Which leads us to...
"But what about the grey areas, the in-between spaces, the 'just how sure am I?' questions? Life is full of these subtle complexities, which often play the proverbial shell game with our decision-making capacities as we consider pro-and-con ramifications. Engaging with these shades-of-grey is central to how we ultimately decide what we want and don't want. This process must occur before we make a commitment (or as much as that's possible, considering everything changes and we don't always know what we're going to find until we find it); otherwise, the very premise of 'having committed' is already being compromised.
And yup, that turned out to be true. I committed and then it meant nothing because I couldn't judge the practicalities before I actually was able to start working on them. And then failing them.
The mind is a crafty, corrupting scoundrel who will say almost anything to us to muddy our gut-level clarity. To commit yourself with this steely self-supporting stubbornness is to honor the wisdom of these feelings in your gut, which communicate, in stark wordless terms, what is right and wrong for you. Once this clear communication has occurred, there's little solid ground on which the crafty mind can argue its adversarial case. The wiggle-room disappears. The words become 'just words'.
Well, I dunno about that. The gut says one thing quietly, but the OH SHIT I CAN'T HANDLE THIS and the "really, do I want to move to a giant city? not really really even if the gut says to" are all very loud about it.
We know what we've got to do. Now it just boils down to consistency and perseverance: getting up every morning, resolve intact, committed to repeating this same step as many times as it takes to attain the result, each new day another confrontation with subversive influences, a confrontation which we stubbornly refuse to let defeat us."
Well, at least I'm still doing the driving. For now, anyway. Some weeks I am just waiting to see if this is the week I keel over and quit renting the car unless I need to. And then I think I'm really giving up.

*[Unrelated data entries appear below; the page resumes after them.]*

PR #644, opened 2023-05-10
Pass through itemset ref case

### LINKED ISSUE #642: Case is lost when specifying custom values for select_one_from_file label and value
pyxform v1.12.0

#### Problem description
It is possible to specify custom elements/columns as label or value for use with `select_one_from_file` as documented [here](https://docs.getodk.org/form-question-types/#customizing-label-and-value). Currently, pyxform sets all parameter keys and values to lowercase. In this case, case specified by the user should be preserved.

In `tests/test_external_instances_for_selects.py`:
```python
    def test_param_value_case_preserved(self):
        """Should find that parameters value/label override the default itemset name/label with case preserved."""
        md = """
        | survey |                                        |         |         |                      |
        |        | type                                   | name    | label   | parameters           |
        |        | select_one_from_file cities{ext}       | city    | City    | value=VAL, label=lBl |
        """
        for ext, xp_city, xp_subs in self.xp_test_args:
            with self.subTest(msg=ext):
                self.assertPyxformXform(
                    name="test",
                    md=md.format(ext=ext),
                    xml__xpath_match=[
                        xp_city.model_external_instance_and_bind(),
                        xp_city.body_itemset_nodeset_and_refs(value="VAL", label="lBl"),
                    ],
                )
```
Form: [geojson-case.xlsx](https://github.com/XLSForm/pyxform/files/11444524/geojson-case.xlsx)
Attachment: [features.geojson.zip](https://github.com/XLSForm/pyxform/files/11444525/features.geojson.zip)

#### Expected behavior
pyxform should pass through the case specified in the form definition.

lognaturel:
Closes #642

I decided to go with an exclude list for case normalization when first parsing parameters. The alternative I considered was to move case normalization to when parameter values are used by `pyxform`. I don't feel strongly between the two. Currently `label` and `value` are the only parameters that get set to user-provided strings. All of the others are numeric or enum values.

I also considered making sure all clients use label and value case-insensitively and leaving `pyxform` as it is. Even if we do choose to go that route, I don't think `pyxform` should be responsible for case normalization.

The only risk I can see would be if some client somewhere counts on `label` and `value` references always being lowercase. However, alternate clients are not common.

No.

### DIFF
--- a/pyxform/validators/pyxform/parameters_generic.py
+++ b/pyxform/validators/pyxform/parameters_generic.py
@@ -4,6 +4,8 @@ from pyxform.errors import PyXFormError
 
 PARAMETERS_TYPE = Dict[str, Any]
 
+CASE_SENSITIVE_VALUES = ["label", "value"]
+
 
 def parse(raw_parameters: str) -> PARAMETERS_TYPE:
     parts = raw_parameters.split(";")
@@ -21,7 +23,7 @@ def parse(raw_parameters: str) -> PARAMETERS_TYPE:
             )
         k, v = param.split("=")[:2]
         key = k.lower().strip()
-        params[key] = v.lower().strip()
+        params[key] = v.strip() if key in CASE_SENSITIVE_VALUES else v.lower().strip()
 
     return params
 
--- a/pyxform/validators/pyxform/parameters_generic.py
+++ b/pyxform/validators/pyxform/parameters_generic.py
@@ -4,6 +4,7 @@ from pyxform.errors import PyXFormError
 
 PARAMETERS_TYPE = Dict[str, Any]
 
+# Label and value are used to match against user-specified files so case should be preserved.
 CASE_SENSITIVE_VALUES = ["label", "value"]
 
 
--- a/tests/test_external_instances_for_selects.py
+++ b/tests/test_external_instances_for_selects.py
@@ -242,6 +242,24 @@ class TestSelectFromFile(PyxformTestCase):
                             error__contains=[msg],
                         )
 
+    def test_param_value_case_preserved(self):
+        """Should find that parameters value/label override the default itemset name/label with case preserved."""
+        md = """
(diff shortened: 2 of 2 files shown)


lognaturel:
@lindsay-stevens although this has been an issue for a while, now that we know about it I think it should be fixed as soon as we can. There's a Central release that's planned for next week and I'd love to include it.

Very interested in seeing what you think of the approach and whether you find it pragmatic or backwards.

tiritea:
Not sure I entirely understand the full context, but...

>The only risk I can see would be if some client somewhere counts on label and value references always being lowercase. 

In my client I'm certainly not making assumptions that select values are supposed to be case-insensitive (eg always lowercase).

FWIW I dont see any mention of case (in)sensitivity in the spec: https://www.w3.org/TR/2003/REC-xforms-20031014/slice8.html#ui-common-choices-value

lognaturel:
> select values

This is about the `value` and `label` **references** for defining itemsets. By default the `value` reference is `name` and the `label` reference is `label`. But those can be customized if e.g. you are using a file from another system that doesn't nave `name` and `label` elements/attributes/columns. In your XLSForm, you can specify something like `value=XYZ_ID label=DisplayName`. But currently the two values (`XYZ_ID` and `DisplayName`) are set to lowercase.

In an XML context it would be very unusual/go against the spec to treat element names as case-insensitive. I think it's would be a bit weird with CSV column names and geojson properties too though probably more common. Regardless, it's clear to me that `pyxform` should pass through the case provided by the user.

tiritea:
> Regardless, it's clear to me that pyxform should pass through the case provided by the user.

+1

lindsay-stevens (approved):
@lognaturel looks good. It would be useful to add short comment in the code, or update the test description, to mention why these parameters should have preserved case - e.g. "to match the case in the external file".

"The planets tilt the routines of daily life toward even greater intensity this week, so don't be surprised if you find yourself increasingly skewed toward how things "should" be. These leanings could include opinions, decisions, or actions you never imagined you would embrace or embody; or, conversely, you might find yourself clinging to established positions with a fierce and poignant loyalty that refuses to be budged by reality. We're in a process of transition, in preparation for an even longer process of transformation, and the next several weeks represent a "that was then, and this is now" threshold between what was, what is, and what will be. Figuring out how to move through these shifts is going to take skill. Transitions are often uncomfortable, especially when they require a change of mind or a change of heart — or both. Anticipate feeling vulnerable or exposed. Do whatever it is you do to protect yourself, but make sure you stay open to the potential for profound change. Personal pole shifts require courage, but they are almost always worth the energy and effort.
The astrological threshold we're standing on opens into several years of squares between Uranus and Pluto, the two most powerful change agents in the astrological system. The first exact square is June 24, and while that sounds as if it's too far in the future to have an effect right now, from the perspective of cosmic time we're already in it; Uranus and Pluto signatures are always present in times of revolution and evolution. Protest thrives under this influence, and as the next several months unfold, we are certain to see an increase in dissent. Expect those demonstrations to be more than political; personal revolutions are just as likely, as individuals chafe from restraints, real or imagined. Over the next several weeks, as this square tightens its grip, daily life will preview what needs to shift. Pay close attention to what you are resisting the most — that's usually the first sign that something's gotta give."